Alexandre Tagliani ne manque pas d’ambition quand il parle de la nouvelle saison qui débutera en mars en série IndyCar.
«Notre écurie a acquis beaucoup d’expérience à sa première année complète, d’affirmer le pilote de Lachenaie. Il faut maintenant passer à une autre étape, soit se battre pour le championnat.»
Le Québécois, qui aura 39 ans dans deux semaines, a un peu plus de cinq mois pour oublier la série de malchances qui a marqué la saison 2012.
«Je vous mentirais si j’affirmais que je suis satisfait de mes résultats, affirme Tagliani, qui a terminé au 17e rang du classement général. Mais il convient
de rappeler certains faits à ceux qui prétendent que j’ai connu une saison misérable.»
Faux départ
Le mot désastreux pourrait en effet décrire le début de son aventure à temps plein avec l’écurie Bryan Herta Autosport.
Une entrée en scène ternie par l’association avec le motoriste Lotus.
«Ce n’est pas compliqué, poursuit Tagliani, on a perdu notre temps à se battre en queue de peloton sans jamais progresser.»
Après avoir été limitée à un rôle de figuration pendant les trois premières épreuves du calendrier, l’écurie Bryan Herta Autosport a décidé de faire l’impasse sur l’étape suivante disputée au Brésil.
Ce forfait aura été bénéfique puisqu’elle a permis à Herta de rompre les liens avec Lotus et de signer une entente avec le motoriste Honda avant la présentation des 500 Milles d’Indianapolis, la course la plus importante de la saison.
«J’ai senti une nette amélioration dès mes premiers tours de roue à Indianapolis», reconnaît Tagliani.
Le pilote québécois n’a pas réussi à répéter son exploit de 2011 (où il avait obtenu la pole sur le célèbre circuit ovale), mais sa 12e place à l’arrivée, son meilleur résultat de la saison jusque-là, a fouetté l’équipe.
«J’ai su à ce moment que nous étions sur le droit chemin», dit Tagliani.
Par la suite, il a gagné en confiance, réussissant une fabuleuse pole au Texas et se taillant une place parmi les six plus rapides en qualifications (Fast six) lors de six des dix courses qui ont suivi l’Indy 500.
Mais, une série d’ennuis mécaniques, principalement, ont ruiné ses efforts en course.
«C’est dommage, car plus la saison avançait, plus on était dans le coup.»
Tagliani aurait pu finir la saison en beauté. À Fontana, la victoire était à sa portée, mais un casse-moteur, alors qu’il dominait le peloton, a mis fin à ses espoirs.
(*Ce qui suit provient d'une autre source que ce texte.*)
PR #4285, opened 2023-01-08
ENH: automatically load external frontends in load()

Xarthisius:
## PR Summary

This PR modifies the behavior of `yt.load` to auto-include subclasses of `Dataset` from external, installed packages. External packages must define an entry point in `yt.frontends` linked to the Dataset subclass (see docs for an example).

## PR Checklist

### DIFF
--- a/doc/source/developing/extensions.rst
+++ b/doc/source/developing/extensions.rst
@@ -40,7 +40,10 @@ Frontend as an extension
 
 Starting with version 4.2 of yt, any externally installed package that exports
 :class:`~yt.data_objects.static_output.Dataset` subclass as an entrypoint in
-``yt.frontends`` namespace in ``setup.py``:
+``yt.frontends`` namespace in ``setup.py`` or ``pyproject.toml`` will be
+automatically loaded and immediately available in :func:`~yt.loaders.load`.
+
+To add an entrypoint in an external project's ``setup.py``:
 
 .. code-block:: python
 
@@ -62,8 +65,6 @@ or ``pyproject.toml``:
    myFrontend = "my_frontend.api:MyFrontendDataset"
    myOtherFrontend = "my_frontend.api:MyOtherFrontendDataset"
 
-will be automatically loaded and immediately available in
-:func:`~yt.loaders.load`.
 
 Extension Template
 ------------------
--- a/doc/source/developing/extensions.rst
+++ b/doc/source/developing/extensions.rst
@@ -35,6 +35,36 @@ In subsequent versions, we plan to include in yt a catalog of known extensions
 and where to find them; this will put discoverability directly into the code
 base.
 
+Frontend as an extension
+------------------------
+
+Starting with version 4.2 of yt, any externally installed package that exports
+:class:`~yt.data_objects.static_output.Dataset` subclass as an entrypoint in
+``yt.frontends`` namespace in ``setup.py``:
+
+.. code-block:: python
+
+   setup(
+       # ...,
+       entry_points={
+           "yt.frontends": [
+               "myFrontend = my_frontend.api.MyFrontendDataset",
+               "myOtherFrontend = my_frontend.api.MyOtherFrontendDataset",
+           ]
+       }
+   )
+
+or ``pyproject.toml``:
+
+.. code-block:: toml
+
+   [project.entry-points."yt.frontends"]
+   myFrontend = "my_frontend.api:MyFrontendDataset"
+   myOtherFrontend = "my_frontend.api:MyOtherFrontendDataset"
+
+will be automatically loaded and immediately available in
+:func:`~yt.loaders.load`.
+
 Extension Template
 ------------------
 
--- a/yt/loaders.py
+++ b/yt/loaders.py
@@ -9,6 +9,7 @@ import tarfile
 import time
 import types
 import warnings
+from importlib.metadata import entry_points
 from multiprocessing import Pipe, Process
 from multiprocessing.connection import Connection
 from pathlib import Path
@@ -96,6 +97,15 @@ def load(
     # either in the current dir or yt.config.ytcfg['data_dir_directory']
     if not fn.startswith("http"):
         fn = str(lookup_on_disk_data(fn))
+
+    if sys.version_info >= (3, 10):
+        external_frontends = entry_points(group="yt.frontends")
+    else:
+        external_frontends = entry_points().get("yt.frontends", [])
+
+    # Ensure that external frontends are loaded
+    for entrypoint in external_frontends:
+        entrypoint.load()
 
     candidates = []
     for cls in output_type_registry.values():
--- a/yt/tests/test_external_frontends.py
+++ b/yt/tests/test_external_frontends.py
@@ -19,6 +19,7 @@ class MockEntryPoint:
 
             def _parse_parameter_file(self):
                 self.current_time = 1.0
+                self.cosmological_simulation = 0
 
             def _set_code_unit_attributes(self):
                 self.length_unit = self.quan(1.0, "code_length")
--- a/yt/tests/test_external_frontends.py
+++ b/yt/tests/test_external_frontends.py
@@ -1,10 +1,10 @@
 import sys
-import tempfile
-from unittest import mock
 
+import pytest
+
+import yt
 from yt.data_objects.static_output import Dataset
 from yt.geometry.grid_geometry_handler import GridIndex
-from yt.loaders import load
 from yt.utilities.object_registries import output_type_registry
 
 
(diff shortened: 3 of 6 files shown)


doc/source/developing/extensions.rst
```diff
@@ -35,6 +35,24 @@ In subsequent versions, we plan to include in yt a catalog of known extensions
...
+:class:`~yt.data_objects.static_output.Dataset` subclass as an entrypoint in
+``yt.frontends`` namespace:
+
+.. code-block:: python
+
+   setup(
+       entry_points={
+           "yt.frontends": ["myFrontend = my_frontend.api.MyFrontendDataset"]
+       }
+   )
```
neutrinoceros, line 51: it should be made explicit that this is an example using `setup.py`. I suggest also showing the syntax for `pyproject.toml` (example: https://github.com/neutrinoceros/yt_idefix).

`setup.cfg` is now legacy so it's not worth adding.

yt/loaders.py
```diff
@@ -12,6 +12,7 @@
 from multiprocessing import Pipe, Process
 from multiprocessing.connection import Connection
 from pathlib import Path
+from pkg_resources import iter_entry_points
```
neutrinoceros, line 15: this import is very expensive (about twice as much as `import numpy`). 
It inflicts a ~10% penalty in the current state of things on `import yt` (which I've been trying very hard to accelerate).
Unless there a cheaper alternative, I suggest moving this statement to `def load`.

neutrinoceros (commented):
I had no idea this was possible, but I love it, thank you !

doc/source/developing/extensions.rst
neutrinoceros: Also, I assume from the type (list) that it's possible to define more than one Dataset subclass, but can you confirm ?

Xarthisius: That I don't know, but I believe so.

yt/loaders.py
Xarthisius: moved

yt/loaders.py
```diff
@@ -97,6 +97,13 @@ def load(
     if not fn.startswith("http"):
         fn = str(lookup_on_disk_data(fn))
 
+    # import it here cause it's costly
+    from pkg_resources import iter_entry_points
```
neutrinoceros, line 101: It should be possible to switch to `importlib.metadata`, which would not only help with the perf overhead, but is better standardised.
It is what `flake8` currently uses so I'm hoping it well covers the need here

refs
https://docs.python.org/3.11/library/importlib.metadata.html?highlight=importlib%20metadata#entry-points

https://github.com/PyCQA/flake8/blob/b87034d22490583f99149f5d241750cc8f8e3a90/src/flake8/plugins/finder.py#L35

doc/source/developing/extensions.rst
Xarthisius: It works with multiple entries.

yt/loaders.py
Xarthisius: changes to `importlib.metadata`

yt/tests/test_external_frontends.py
```diff
@@ -0,0 +1,41 @@
...
+    assert "MockDataset" not in output_type_registry
+
+    with tempfile.NamedTemporaryFile() as test_file:
+        with mock.patch("importlib.metadata.entry_points") as ep:
+            ep.return_value = {"yt.frontends": [MockEntryPoint]}
+            ds = load(test_file.name)
+            assert "MockDataset" in str(ds.__class__)
+
+    assert "MockDataset" in output_type_registry
+    output_type_registry.pop("MockDataset")
```
neutrinoceros, line 41: this should be done with a pytest fixture in order to guarantee that cleanup happens regardless of the test's success. `yt/tests/test_load_errors.py` has such a fixture (`catchall_dataset_class`). You could merge the two files into `test_load.py` and call it a day. Well you'd need to find and replace all instances of `test_load_errors` so that nose keeps ignoring it but that should be it.

yt/loaders.py
```diff
@@ -97,6 +97,21 @@ def load(
     if not fn.startswith("http"):
         fn = str(lookup_on_disk_data(fn))
 
+    # import it here cause it's costly
+    from importlib.metadata import entry_points
```
neutrinoceros, line 101: well this one is cheap actually, so we can move it back to top level

yt/loaders.py
```diff
@@ -97,6 +97,21 @@ def load(
...
+    # https://github.com/python/importlib_metadata/pull/278
+    entrypoints = entry_points()
+    if hasattr(entrypoints, "select"):
+        external_frontends = entrypoints.select(group="yt.frontends")
+    else:
+        external_frontends = entrypoints.get("yt.frontends", [])
+
+    # Ensure that external frontends are loaded
+    for entrypoint in external_frontends:
+        entrypoint.load()
```
neutrinoceros, line 113: could this be done at the top level of the module too ? In case ones has a broken plugin installed I assume it's preferable to error sooner.

yt/loaders.py
```diff
@@ -97,6 +97,21 @@ def load(
     if not fn.startswith("http"):
         fn = str(lookup_on_disk_data(fn))
 
+    # import it here cause it's costly
+    from importlib.metadata import entry_points
+
+    # overly complicated dance to suppress spurious warning
+    # https://github.com/python/importlib_metadata/pull/278
+    entrypoints = entry_points()
+    if hasattr(entrypoints, "select"):
```
neutrinoceros, line 106: By making this conditional explicitly about the runtime Python version number we enable auto-cleaning with pyupgrade in the future
```suggestion
    if sys.version_info >= (3, 10):
```

neutrinoceros (commented):
additional pointers. I haven't studied why the test is failing on Windows yet

yt/loaders.py
neutrinoceros: I discovered the minimal required version manually, but it's also documented in https://docs.python.org/3.11/library/importlib.metadata.html?highlight=importlib%20metadata#entry-points
(see Compatibility Note)

yt/loaders.py
neutrinoceros: (on second thought it might create import cycles, so maybe it's not a good idea)

neutrinoceros: ((It should _not_ create import cycles, and currently no one is relying on this so we might as well put the responsibility of avoiding cycles on the external frontend if such an anti-pattern is ever needed))

doc/source/developing/extensions.rst
```diff
@@ -35,6 +35,32 @@ In subsequent versions, we plan to include in yt a catalog of known extensions
...
+
+or ``pyproject.toml``:
+
+.. code-block:: toml
+
+   [project.entry-points."yt.frontends"]
+   IdefixVtkDataset = "yt_idefix.data_structures:IdefixVtkDataset"
+   IdefixDmpDataset = "yt_idefix.data_structures:IdefixDmpDataset"
+   PlutoVtkDataset = "yt_idefix.data_structures:PlutoVtkDataset"
```
neutrinoceros, line 59: love the easter egg, but I think the setup.py and pyproject.toml example should be equivalent (best to include multiple entry points in both)

yt/loaders.py
neutrinoceros: the paragraph further reads 
> In the future, calling entry_points with no parameters will return an EntryPoints object. Users should rely on the selection interface to retrieve entry points by group.

I guess this means that to maximise stability, we should retrieve `external_frontends = entry_points(group="yt.frontends")` directly in Python 3.10 and newer.

Xarthisius: yeah, but now I have to figure out mocking for two versions of python along with a fix for windows...

yt/tests/test_external_frontends.py
Xarthisius: I cannot define it in a similar way to `test_load_errors.py` cause it will instantiate Dataset before entering load, which defeats the whole purpose of the test.

yt/loaders.py
neutrinoceros: Good luck. I may be able to give you a hand a couple hours from now if you need.

Xarthisius:
How to fix windows is beyond me... Why answer tests fail (with blank differences) is also beyond me. I think I addressed everything else.

neutrinoceros:
> How to fix windows is beyond me...

Am I right to assume fixing #4286 will not resolve the problem here ?
I will try to find a solution here.

>  Why answer tests fail (with blank differences) is also beyond me.

This is just flakiness, do not worry about it: it's been like this for months now, and we have a solution in #4122

Xarthisius:
> My two unresolved threads still stand, is it alright if I push one commit to add test cleanup, or would you prefer that I write the fixture as a comment ?

You can push directly.

neutrinoceros:
cool. I'll do this in the next couple hours

yt/loaders.py
neutrinoceros: moving this to top level makes it even more difficult to test, and the overhead I can measure (~10ms) doesn't seem worth the effort.

yt/tests/test_external_frontends.py
neutrinoceros: done !

neutrinoceros:
I will double check that it works as is for yt_idefix

neutrinoceros (dismissed):
It works perfectly with yt_idefix, thanks again for starting this !

chrishavlin (approved):
this is great! 

I do think it will marginally increase the chance of having plugin loading conflicts. Since previously you had to explicitly import the plugin, you'd never end up with two external frontends identifying a file as valid. But now if a user happens to have installed two external entrypoint-enabled frontend plugins that both identify a file as valid they'll get an `YTAmbiguousDataType` error. But the benefit here **far** outweighs the slim chance of encountering that IMO so I don't think it's worth worrying about, but I thought it was worth mentioning.

neutrinoceros:
> But now if a user happens to have installed two external entrypoint-enabled frontend plugins that both identify a file as valid they'll get an YTAmbiguousDataType error. But the benefit here far outweighs the slim chance of encountering that IMO so I don't think it's worth worrying about, but I thought it was worth mentioning.

That's correct, although it's nice to think that this will _not_ be a deadend situation even then thanks to `yt.load`'s `hint` keyword argument !

neutrinoceros (approved):

neutrinoceros:
pre-commit.ci autofix

neutrinoceros (approved):

chrishavlin (approved):

neutrinoceros:
marking this PR for backport but I'll only cherry pick b2762924275b937999d42a12d3fe180724201ccc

«Ce fut la plus grande déception de la saison. Quand je suis sorti de la voiture, j’étais complètement dévasté, me disant pourquoi ça n’arrive qu’à nous…»
Formalité
Tagliani n’a pas officialisé son entente avec Herta pour 2013, mais ce ne serait qu’une formalité. Au Grand Prix de Baltimore, son patron, Bryan Herta, en entrevue au Journal de Montréal, n’a pas caché que le Québécois était son homme.
«Il a prouvé, malgré nos moyens limités, qu’il est capable de malmener les meilleurs et je crois que l’an prochain, il sera encore plus compétitif.»
Des éloges sont aussi venus de son ingénieur, Todd Malloy, qui souhaite poursuivre la route avec Tagliani.
«Tag a fait des miracles cette année au volant d’une monoplace aux possibilités modestes. Ça fait longtemps qu’il est incapable d’exprimer tout son talent. Nous sommes convaincus qu’il peut réussir et je peux contribuer à ses succès.»
D’ici la première manche de la saison, prévue le 24 mars à St. Petersburg, en Floride, Tagliani prendra un peu de repos tout en multipliant les démarches pour trouver de nouveaux appuis financiers.
«L’attente sera longue», d’affirmer Tagliani, qui s’est envolé hier vers Las Vegas pour participer à une activité promotionnelle.
«Je n’ai jamais été aussi impatient de commencer la saison.»